>>>
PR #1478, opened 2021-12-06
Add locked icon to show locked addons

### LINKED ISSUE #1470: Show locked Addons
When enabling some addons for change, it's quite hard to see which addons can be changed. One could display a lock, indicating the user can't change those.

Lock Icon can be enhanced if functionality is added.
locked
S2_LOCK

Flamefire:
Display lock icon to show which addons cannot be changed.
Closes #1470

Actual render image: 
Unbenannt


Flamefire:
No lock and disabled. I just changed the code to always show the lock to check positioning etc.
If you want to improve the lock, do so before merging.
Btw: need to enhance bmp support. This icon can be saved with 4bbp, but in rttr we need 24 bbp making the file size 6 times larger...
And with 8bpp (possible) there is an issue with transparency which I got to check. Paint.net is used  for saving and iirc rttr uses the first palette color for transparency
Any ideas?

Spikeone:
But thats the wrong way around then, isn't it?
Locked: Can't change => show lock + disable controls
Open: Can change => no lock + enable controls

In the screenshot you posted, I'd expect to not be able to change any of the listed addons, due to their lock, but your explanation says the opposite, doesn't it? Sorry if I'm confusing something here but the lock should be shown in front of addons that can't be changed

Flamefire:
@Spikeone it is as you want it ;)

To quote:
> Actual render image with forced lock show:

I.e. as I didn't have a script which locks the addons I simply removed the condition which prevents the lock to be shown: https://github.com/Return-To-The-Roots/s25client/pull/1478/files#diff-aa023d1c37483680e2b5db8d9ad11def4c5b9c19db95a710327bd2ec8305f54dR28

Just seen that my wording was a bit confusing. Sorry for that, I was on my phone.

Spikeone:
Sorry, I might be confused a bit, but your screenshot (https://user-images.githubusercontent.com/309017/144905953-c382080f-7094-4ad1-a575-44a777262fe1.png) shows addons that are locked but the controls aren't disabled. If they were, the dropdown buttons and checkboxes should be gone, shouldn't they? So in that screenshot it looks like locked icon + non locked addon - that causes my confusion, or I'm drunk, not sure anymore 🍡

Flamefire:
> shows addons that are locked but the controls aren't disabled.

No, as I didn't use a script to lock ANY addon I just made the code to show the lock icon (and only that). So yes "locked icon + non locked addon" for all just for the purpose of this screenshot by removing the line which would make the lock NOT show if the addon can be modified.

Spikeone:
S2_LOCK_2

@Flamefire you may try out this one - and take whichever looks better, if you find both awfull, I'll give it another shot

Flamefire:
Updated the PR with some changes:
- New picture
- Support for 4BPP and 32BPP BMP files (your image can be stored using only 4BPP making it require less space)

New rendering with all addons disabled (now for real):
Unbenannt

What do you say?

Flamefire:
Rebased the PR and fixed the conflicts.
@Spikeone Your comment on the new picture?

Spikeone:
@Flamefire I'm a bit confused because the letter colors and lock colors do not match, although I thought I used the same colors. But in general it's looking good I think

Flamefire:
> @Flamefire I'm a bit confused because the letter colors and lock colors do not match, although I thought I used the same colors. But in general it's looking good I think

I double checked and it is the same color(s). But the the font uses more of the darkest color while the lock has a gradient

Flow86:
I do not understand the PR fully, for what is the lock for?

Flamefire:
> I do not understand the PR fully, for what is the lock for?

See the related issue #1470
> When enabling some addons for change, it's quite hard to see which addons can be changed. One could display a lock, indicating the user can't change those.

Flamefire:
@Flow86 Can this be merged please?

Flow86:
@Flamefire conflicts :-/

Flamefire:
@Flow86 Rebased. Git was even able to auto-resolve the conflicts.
<<<
>>>
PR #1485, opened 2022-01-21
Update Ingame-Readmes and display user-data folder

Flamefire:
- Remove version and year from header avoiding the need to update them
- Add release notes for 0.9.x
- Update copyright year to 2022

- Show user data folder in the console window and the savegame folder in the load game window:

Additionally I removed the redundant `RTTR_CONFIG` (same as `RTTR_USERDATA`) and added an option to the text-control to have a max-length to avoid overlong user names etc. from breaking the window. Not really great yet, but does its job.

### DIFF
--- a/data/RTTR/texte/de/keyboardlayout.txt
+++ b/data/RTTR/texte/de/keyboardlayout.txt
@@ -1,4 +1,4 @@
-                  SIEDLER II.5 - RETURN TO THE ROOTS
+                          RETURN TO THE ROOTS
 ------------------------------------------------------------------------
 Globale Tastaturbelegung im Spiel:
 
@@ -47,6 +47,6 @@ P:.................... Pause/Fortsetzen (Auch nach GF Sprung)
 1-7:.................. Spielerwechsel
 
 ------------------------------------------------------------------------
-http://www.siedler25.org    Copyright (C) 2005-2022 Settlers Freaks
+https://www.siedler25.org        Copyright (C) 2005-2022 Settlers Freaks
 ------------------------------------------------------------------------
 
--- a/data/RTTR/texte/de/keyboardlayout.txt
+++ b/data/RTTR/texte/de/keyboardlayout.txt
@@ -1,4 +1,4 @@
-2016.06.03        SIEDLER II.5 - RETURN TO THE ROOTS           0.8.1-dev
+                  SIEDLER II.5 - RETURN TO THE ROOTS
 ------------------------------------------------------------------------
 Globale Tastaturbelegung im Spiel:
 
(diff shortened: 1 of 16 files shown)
<<<
[PROMPT] Starting with the line that holds "PR #1478, opened 2021-12-06" and ending with the line that holds "Lock Icon can", retype every line in the data above exactly, and nothing else.

[RESULT]
PR #1478, opened 2021-12-06
Add locked icon to show locked addons

### LINKED ISSUE #1470: Show locked Addons
When enabling some addons for change, it's quite hard to see which addons can be changed. One could display a lock, indicating the user can't change those.

Lock Icon can be enhanced if functionality is added.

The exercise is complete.